ボクが言えることは、板橋と女川の放射能汚染度はいくらも変わらない。女川の方が2割ぐらい汚れてる感じだ。いずれにしろ、0.2マイクロいってない。0.15くらいです。福島第一原発周辺とその北西方向は別ですよ。じつは南相馬だってたいして汚れてません。地図をちゃんと見ていただければわかりますが、南相馬で津波をかぶった海岸はほとんど汚れてません。0.5マイクロです。福島市は2マイクロです。南相馬市の津波が来たところは福島市の4分の1です。
でもまあ、南相馬は福島第一原発に近くだから、がれき受け入れはやめた方がいいと思います。宮城県・岩手県は、東京からみたら全然問題ない。早く手伝ってあげた方がいいと思います。
Q ありがとうございます。
▼花粉のセシウム
Q 北区から来たサカモトです。これから花粉のシーズンが来ます。今年の花粉にセシウムが含まれる可能性というか、含まれていてたくさん飛んでくるということはあるんでしょうか?

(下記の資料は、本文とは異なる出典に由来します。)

PR #776, opened 2016-06-06
Fix line-height issue for multi-line headings in chapters list.

nhantdn:
Fix line-height issue for multi-line headings in chapters list.

### DIFF
--- a/app/assets/stylesheets/book.scss
+++ b/app/assets/stylesheets/book.scss
@@ -215,8 +215,9 @@ ol.book-toc {
     li {
       line-height: $base-line-height * .8;
       h2 {
+        margin: 14px 0;
         font-size: 14px;
-        margin-top: 0;
+        line-height: normal;
       }
       ol {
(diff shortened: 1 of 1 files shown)


nhantdn:
Here is the screenshot of the issue:
image

peff:
This looks good to me, comparing before and after results. I don't know CSS well enough to know whether there are any gotchas with moving to a static margin from an increased line height, but it seems pretty straightforward.

peff:
So this is merged and pushed to Heroku, but it doesn't actually seem fixed on the site (whereas it did when I looked at in the dev environment). I'm sure this is something to do with the asset pipeline for css on Heroku, but I don't know anything about this. Any pointers from Heroku experts would be appreciated.

peff:
Ah, nevermind, I found it. The assets need to be precompiled and committed to git (yuck), via `rake assets:precompile && git add public && git commit`.

PR #782, opened 2016-06-14
Add ungit GUI

zigarn:


pedrorijo91:
would you be interested in rebasing your PR @zigarn ?

pedrorijo91:
just take into account GUI clients are now ordered through popularity order as determined by Google Trends 12 month view ( #975 )

while I don't think nobody is going to be very picky, at least an effort should be made to keep an approximated order

zigarn:
PR rebased.
I ordered `ungit` between `git-cola` and `gitbox`: https://trends.google.com/trends/explore?q=git%20cola,ungit,gitbox,aurees,cycligent

peff:
Thanks for rebasing. This looks good, except that the filename for the image has a typo (`x2` instead of `2x`) which causes a broken image on the GUIs page.

zigarn:
Oh right.
Fixed.

PR #793, opened 2016-07-02
Contributors page

xaxadmim:


pedrorijo91:
do we still want to go forward with this @peff ? if so, this may be a good candidate to an hacktoberfest issue (it could start from this branch)

peff:
I think it's a nice-to-have, but obviously there isn't huge interest in it. The big blockers I see immediately are:

  1. The GitHub contributors page still has so-so output. In particular, I don't think it respects `mailmap` properly. This is something that would have to be fixed on GitHub's side (I've opened an issue there, but there are a few surprising bits that make it non-trivial, and there doesn't seem to be a lot of internal interest in working on it).

  2. It would need to be updated to handle the unified remote/local generation that @jnavila is working on in #1027.

I wonder if it would be insane to have the production site actually use `git` to clone the repo and pull the information from that (rather than using Octokit). That would give us a lot more flexibility, and would bring the dev and production environments a lot closer together. It's obviously more expensive, but we really only would need to clone when a new Git version has been released, which is at most a few times a month (so we'd probably use something cheap like Octokit to find out about the new tag).

peff:
I'm going to close this for now. I don't plan on working on it in the near future. And even if we proceed forward with the idea, I doubt the code will look quite like this, and we're probably better off opening a new PR for it.

peff:
Hmph. Also double-weirdness. The actual PR for this is https://github.com/git/git-scm.com/pull/216, which was closed long ago. But this was opened later by somebody else (whose account has since been deleted!).  So I guess some kind of PR-spam. But hey, at least it got us talking about the issue. :wink:

PR #794, opened 2016-07-02
Make download commands look like root

betseg:
The `$`s might be confusing.

### DIFF
--- a/app/views/downloads/download_linux.html.erb
+++ b/app/views/downloads/download_linux.html.erb
@@ -6,31 +6,31 @@
   <p>It is easiest to install Git on Linux using the preferred package manager of your Linux distribution.</p>
 
   <h3>Debian/Ubuntu</h3>
-  <code>$ apt-get install git</code>
+  <code># apt-get install git</code>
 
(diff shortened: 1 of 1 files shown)


KubaKaszycki:
I agree. All installation instructions, everywhere on the Net, should use `#`s.

peff:
Sorry, this PR got overlooked. It does seem like a reasonable change. Should the `cd` in the FreeBSD instructions use it, too (obviously you don't need to be root to `cd`, but clearly it should be done in the same root shell).

sxlijin:
I tend to defer to Arch wiki convention here, which is to only `sudo` a command if warranted, and that `$` indicates non-`sudo`, whereas `#` indicates `sudo`.

peff:
@sxlijin Do you mean with respect to the `cd`, which doesn't need a `sudo`? If that's the case, the problem resolved itself. :wink: If you look at the merge commit, that line changed in another branch to use the `pkg` command directly, and so the question went away entirely.

sxlijin:
Yep :) and I did notice that, I just mentioned it because of your closing comment.

PR #797, opened 2016-07-05
Added new slogan: import from another VCS

KubaKaszycki:
This headline text may seem insane, but... with git-svn, git-cvs and git-remote-hg interfaces, other VCSes are almostly convertible to Git. I think this is important to be seen to show that git is **universal** - can be converted to/from another VCS, so may serve as replacement/back end/front end to another VCS, making people more accustomed to Git and finally converting them to it. Also, I suggesting adding more slogans.

### DIFF
--- a/lib/constants.rb
+++ b/lib/constants.rb
@@ -5,6 +5,7 @@ TAGLINES = %w{
     distributed-even-if-your-workflow-isnt
     local-branching-on-the-cheap
     distributed-is-the-new-centralized
+    import-from-other-vcs
 }
 
 # DocsController#commands


pedrorijo91:
LGTM, any thoughts on the subject @peff @sxlijin @jnavila ?

jnavila:
I don't really care about the slogans, as long as they reflect a specificity of git. I don't think that git is special in its hability to import data from other VCS. The others are also well tooled for importing data.

peff:
Yeah, I kind of agree that the suggestion isn't very Git-specific. I dunno. I've always thought those slogans were all kind of cheesy in the first place, but I've generally avoided touching the non-factual bits of the site.

PR #798, opened 2016-07-06
Update download_linux.html.erb

athompso:
There's absolutely no useful guidance for how to get git 2+ installed on RHEL et al, so this comment at least addresses the issue with a well-maintained and curated repo that won't break anyone's existing systems.


peff:
Thanks, this makes sense. I don't know enough about the state of 3rd-party repositories these days to say whether there are other ones we could or should mention, but if other people have suggestions, that's something we can add incrementally.

PR #803, opened 2016-07-14
Update platforms and pricing for Tower Git client

gittower:
The "downloads/guis" page was outdated. The Tower Git desktop client is now available for Windows, too.


peff:
Thanks, the update looks trivial, and I'll assume you've checked your facts. :smiley_cat:

PR #815, opened 2016-07-29
added expiration to cache

daavve:
Commit 91bdfb4d6580b48485dc7ed6d680fda1514899ec does not seem to be taking on the site.

Perhaps updating the cache daily will help.

-Dave


peff:
I think it's just that the same link was broken in two different places, and 91bdfb4 only updated one of them. See #816.

PR #816, opened 2016-07-29
docs: update cheat sheet link

peff:
Commit 91bdfb4 (Update broken GitHub cheat sheet link, 2016-05-27) updated the link on https://git-scm.com/doc, but not the identical one on `/docs`, with an `s`. The former is the main documentation landing page (which mentions the manpages along with the book, videos, etc), and the latter is just the manpages.


daavve:
Thanks for fixing the issue.  I'm not familiar with Ruby, and I forgot that there might be another page with the same link.

-Dave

A 今年の花粉にはセシウムは入ります。福島のコメを心配しているのと同じように、花粉にだってセシウムは入ります。でもよく考えてみてください。コメにキロあたり100ベクレルはいるとかそういう話ですよね。ボクに植物学の知識は足らないですが、花粉にはいるベクレルも似たようなものだと思います。花粉が特にセシウムを濃集する理由はひとつもないと思います。
コメは毎日200グラムとか500グラムとか食べるわけです。花粉をどれぐらい食べますか。花粉1粒とか2粒とか3粒でしょ。桁から言ったら、3つも4つも5つも6つも7つも違って、花粉そのものがセシウムの脅威だと思うのはおかしい。
しかし、花粉が来ているときはたぶんセシウムも来てる。そういう意味で代理の指標として重要です。炭鉱のカナリアと同じ役目をします。花粉が来てると、花粉が飛ぶのと同じようにホコリも飛んできているのでセシウムも来てるだろうなと思って心配してください。花粉が持ってくるセシウムが害だということはありません。
Q ありがとうございました。
Q 杉並区のコジマと言います。今日はお話ありがとうございました。4月5月にすごく塵やホコリが舞って、他の月の10倍だか溜まるというのを先生のブログのグラフで拝見させていただきました。私は杉並区に住んでいて、花粉だと数十キロ遠くから飛んでくるというのを聞いたことがあって、ホコリだとかは、どこらへんから飛んでくるのか、ほんとに隣とか周りの畑のことを気にすればいいのか、それとも杉並区以外からというか遠いところからもセシウムがけっこう含まれたのが飛んでくるのか。
A 隣の畑からです。もちろん地球をぐるぐる回っているようなホコリもあるし、中国から来る黄砂も少しありますが。北陸に行くと、中国からの黄砂が雨と一緒になって自動車のフロントガラスにものすごく降るなんて経験をボクもあるけれども、関東ではほとんど隣の畑です。9割が隣の畑です。
東葛の人は、隣の畑がセシウム持っているわけです。0.4マイクロとかのセシウムを持っているわけです。そこからいきなりホコリが来たらアウトです。だから困った。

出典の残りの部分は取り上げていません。